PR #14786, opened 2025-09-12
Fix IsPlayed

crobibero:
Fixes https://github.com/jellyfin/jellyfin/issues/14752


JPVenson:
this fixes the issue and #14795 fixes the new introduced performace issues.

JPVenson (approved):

════════════════════

ACTIVITY: Without altering a single word, write out the whole listing.

RESPONSE TO THE EXERCISE:
PR #14786, opened 2025-09-12
Fix IsPlayed

crobibero:
Fixes https://github.com/jellyfin/jellyfin/issues/14752


JPVenson:
this fixes the issue and #14795 fixes the new introduced performace issues.

JPVenson (approved):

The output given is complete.